- _Your assignment_:
Lines from the top of the listing down to the one with "int(first_y * 1e6))", inclusive, are to be copied exactly.

- _Task material_:
◇ ◇ ◇
PR #73, opened 2017-03-08
Add support for Lambert Conformal saving

djkirkham:
No tests yet, will add them shortly.

False eastings/northings are not supported for Lambert Conformal in GRIB, so they are ignored on save. Doing this doesn't lose any information about the locations of the points though, since GRIB stores the longitude and latitude of the first point in the grid.

### DIFF
--- a/iris_grib/_save_rules.py
+++ b/iris_grib/_save_rules.py
@@ -527,15 +527,15 @@ def grid_definition_template_30(cube, grib):
     first_x = first_x % 360
     central_lon = cs.central_lon % 360
 
-    gribapi.grib_set_long(grib, "latitudeOfFirstGridPoint",
-                          int(first_y * 1e6))
-    gribapi.grib_set_long(grib, "longitudeOfFirstGridPoint",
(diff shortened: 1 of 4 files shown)


djkirkham:
Thinking about it, it's probably worth at least having a warning that the false eastings/northings won't be saved.

lbdreyer:
It might be worth adding a loader for Lambert Conformal at the same time. Then you can check what happens when you load in and save out a Lambert Conformal, and compare that to the original.

djkirkham:
@lbdreyer There already is a loader. It saves the correct values in the file, but the issue is with saving and then loading, where the false eastings/northings are lost. I'm not sure if this should be considered a problem.

djkirkham:
I still haven't added testing code, so don't merge yet

marqh:
@djkirkham any further tests planned, or is this good to go from your point of view?

djkirkham:
@marq It's ready to be merged from my point of view

marqh:
I am also happy with this

thank you @djkirkham

PR #75, opened 2017-03-16
Prevent usage of floats as indices to numpy arrays due to deprecation

djkirkham:
Newer versions of numpy don't allow floats to be used as indices to arrays, even if they are integer-valued. This PR makes the tests pass (plus iris integration tests) with newer version of numpy, but I have not assessed other places in the code which may cause errors but are not caught by tests.


pelson:
I don't think this is the right thing to do here. XRef https://github.com/SciTools/iris/pull/2468.

pelson:
Though I confess - I have no idea what the author was aiming for with the zeros use to determine the system float type (which can be got with ``np.float_``).

PR #76, opened 2017-03-24
Support for pdt 4.15.

pp-mo:
Only supports spatial processing code 0 = "whole cell, no interpolation".


marqh:
this looks fine, thank you @pp-mo

PR #77, opened 2017-03-27
Product Definition Template 32 (synthetic satellite data)

djkirkham:
Add support for loading Product Definition Template 32.

### DIFF
--- a/iris_grib/__init__.py
+++ b/iris_grib/__init__.py
@@ -1,4 +1,4 @@
-# (C) British Crown Copyright 2010 - 2016, Met Office
+# (C) British Crown Copyright 2010 - 2017, Met Office
 #
 # This file is part of iris-grib.
 #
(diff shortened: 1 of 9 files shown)


pp-mo:
It felt to me like we should have a separate test for the 'satellite_common' routine.

Rather than just asking, I've proposed some changes, here : https://github.com/djkirkham/iris-grib/pull/1
Note: I think all tests pass there, but you haven't got Travis enabled on your repo.

In there, I have also added some other tidies:
  * rationalised how it issues the generating-process warnings, by extending usage of "generating_process"
  * avoided checking for warnings in all the derived templates
  * factored out the repeated code relating to multiple wave-number values and scale factors

Much more that could be done along these lines, but I hope this is a small + contained improvement.

pp-mo:
P.S. otherwise all is good -- the implementation looks ok to me.

One really tiny point : I'm not sure that the naming of "satellite_common" is in line with the other routines in `_load_convert`.  They seem to be just named for the aspect they deal with, so maybe something like 'satellite_wavebands' would be more appropriate ?

marqh:
looks good, thank you @djkirkham

PR #78, opened 2017-03-27
Allow dynamically supporting individual templates

djkirkham:
In the current implementation, adding support for a particular Product or Grid Definition Template requires a release of the library. It would be nice to be able to add support for a template at runtime. This is not possible with an `iris.load()` callback because the load fails before the callback is even reached.

This PR demonstrates how the code could be changed to allow adding a function to handle a particular template at runtime. Currently it still requires accessing a private module.

```
import iris
from iris_grib._load_convert import ProductDefinitionTemplateHandlers

def my_handler(section, metadata, rt_coord):
    ...

ProductDefinitionTemplateHandlers[32] = my_handler

# Load a file which uses Product Definition Template 32
iris.load('myfile.grib2')
```

### DIFF
--- a/iris_grib/_load_convert.py
+++ b/iris_grib/_load_convert.py
@@ -1,4 +1,4 @@
-# (C) British Crown Copyright 2014 - 2016, Met Office
+# (C) British Crown Copyright 2014 - 2017, Met Office
 #
 # This file is part of iris-grib.
 #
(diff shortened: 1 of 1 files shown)


pp-mo:
This has great promise for providing user patches, but I think it needs a clear statement as to how + when you can reasonably use it.

New template code that will be invoked by this will generally be full of calls to other conversion routines in `_load_convert`.   Those are all private, and I believe will _never_ be public (supported) API : we need to freely rewrite those and their inter-relations as we add different templates (e.g. see recent PRs #76 and #77).

So, this lets you add a workaround patch, but such solutions are always pretty hacky and unstable.
It really only makes sense for 'pre-releasing' code that will be added in a later release, and can't be expected to work for anything other than the release it was designed for.

A patch could simply fail at some subsequent release, but it could also potentially introduce a subtle bug if the underlying code is modified without reference to user 'patch' code that calls it.
We _could_ avoid that by consistently renaming anything routine we modify, or making patch code explicitly version-specific ?

pp-mo:
*NOTE:* this should now probably be recast as an Iris PR.
( Now we are re-integrating iris grib support within the main repo : https://github.com/SciTools/iris/pull/2486 )

djkirkham:
@pp-mo Thanks for the comments.

> New template code that will be invoked by this will generally be full of calls to other conversion routines in _load_convert

Well, you could simply copy and paste the code needed into the patch itself. I know it's not pretty...

> it could also potentially introduce a subtle bug if the underlying code is modified without reference to user 'patch' code that calls it.

If the patch code only used public methods, and had any private code it needed copied, this needn't be a problem. The only issue would be that once the correct template was added, the patch code would fail with a key error, but you could get around this with a try-except in the patch code.

PR #82, opened 2017-06-25
Port the changes from iris.fileformats.grib back into iris_grib.

pelson:
I've done this with very little understanding of the original rationale for integrating iris_grib back into iris, so I may have missed a key detail.

### DIFF
--- a/iris_grib/message.py
+++ b/iris_grib/message.py
@@ -1,4 +1,4 @@
-# (C) British Crown Copyright 2014 - 2016, Met Office
+# (C) British Crown Copyright 2014 - 2017, Met Office
 #
 # This file is part of iris-grib.
 #
@@ -26,10 +26,11 @@ import six
 from collections import namedtuple
 import re
 
-import biggus
 import gribapi
 import numpy as np
+import numpy.ma as ma
 
+from iris._lazy_data import array_masked_to_nans, as_lazy_data
 from iris.exceptions import TranslationError
 
 
@@ -88,7 +89,7 @@ class GribMessage(object):
         """
         # A RawGribMessage giving gribapi access to the original grib message.
         self._raw_message = raw_message
-        # A _MessageLocation which biggus uses to read the message data array,
+        # A _MessageLocation which dask uses to read the message data array,
         # by which time this message may be dead and the original grib file
         # closed.
         self._recreate_raw = recreate_raw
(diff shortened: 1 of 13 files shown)


pelson:
Note: I accidentally pushed this branch to scitools/iris-grib, rather than my own fork. Apologies for that.

pelson:
For the record, the pertinent commit in Iris that brought iris_grib back in was: https://github.com/SciTools/iris/commit/e45acf7597c0aeeaf0cd0d8e87503de175a3fa99#diff-3967991fd23406c94b677376dc007fd8

iris_grib/message.py
```diff
@@ -180,12 +194,13 @@ def __call__(self):
 class _DataProxy(object):
     """A reference to the data payload of a single GRIB message."""
 
-    __slots__ = ('shape', 'dtype', 'fill_value', 'recreate_raw')
+    __slots__ = ('shape', 'dtype', 'recreate_raw')
 
     def __init__(self, shape, dtype, fill_value, recreate_raw):
+        # TODO: I (@pelson) have no idea why fill_value remains an argument as
```
pelson: This looks like an oversight in iris.

lbdreyer:
> I've done this with very little understanding of the original rationale for integrating iris_grib back into iris

You have been shown this before but in case you forgot, there was an attempt to open the discussion about the future of iris_grib [on the goole groups](https://groups.google.com/forum/#!topic/scitools-iris-dev/lFw2_CnaEHU).

I don't understand the purpose of this PR. As far as I'm concerned iris_grib is dead

pelson:
Thanks @lbdreyer. The link was helpful - I've written something there, and suggested we get together to discuss iris' direction in a slightly higher-bandwidth form. (doodle poll for date/time: https://doodle.com/poll/yaxm4pqfkus96sm2)

Suffice to say, I personally do not feel that the subject has been considered sufficiently to call iris-grib a dodo just yet...

pelson:
The thread was: https://groups.google.com/forum/#!topic/scitools-iris-dev/lFw2_CnaEHU
The direction is for SciTools/iris-grib to be the canonical GRIB loading/saving capability for Iris.

In light of this, could this please get a review? @SciTools/iris-grib-devs

pp-mo:
I'm happy that this is equivalent to code in Iris at "version 2.0a0", i.e. https://github.com/SciTools/iris/commit/7ec22fa3f14b1aea454c5a51ac350de190603d9c.
There is a small code difference between the `load_convert.ellipsoid` routines, between use of `if` and `elif` : 
 ( compare : https://github.com/SciTools/iris-grib/blob/6c9fb54b01eeac9ebeeec4a5337223159b31efae and /iris_grib/_load_convert.py#L387 )

Note that this version *only* works with current master, and will not work for long,
because the 'dask nanmask solution' code is ephemeral + will not be available in a tag or release.
So, we need to fix again soon wrt the imminent re-merge of the feature branch https://github.com/SciTools/iris/tree/dask_mask_array

PR #86, opened 2017-10-17
Fix for backwards-incompatible change in iris.fileformats.rules.Loader

pp-mo:
Simple fix, just to prove recent merge is o.k.

It may not be worth much to merge this, as https://github.com/SciTools/iris/tree/dask_mask_array is coming soon ...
◇ ◇ ◇
- _Answer below_:
PR #73, opened 2017-03-08
Add support for Lambert Conformal saving

djkirkham:
No tests yet, will add them shortly.

False eastings/northings are not supported for Lambert Conformal in GRIB, so they are ignored on save. Doing this doesn't lose any information about the locations of the points though, since GRIB stores the longitude and latitude of the first point in the grid.

### DIFF
--- a/iris_grib/_save_rules.py
+++ b/iris_grib/_save_rules.py
@@ -527,15 +527,15 @@ def grid_definition_template_30(cube, grib):
     first_x = first_x % 360
     central_lon = cs.central_lon % 360
 
-    gribapi.grib_set_long(grib, "latitudeOfFirstGridPoint",
-                          int(first_y * 1e6))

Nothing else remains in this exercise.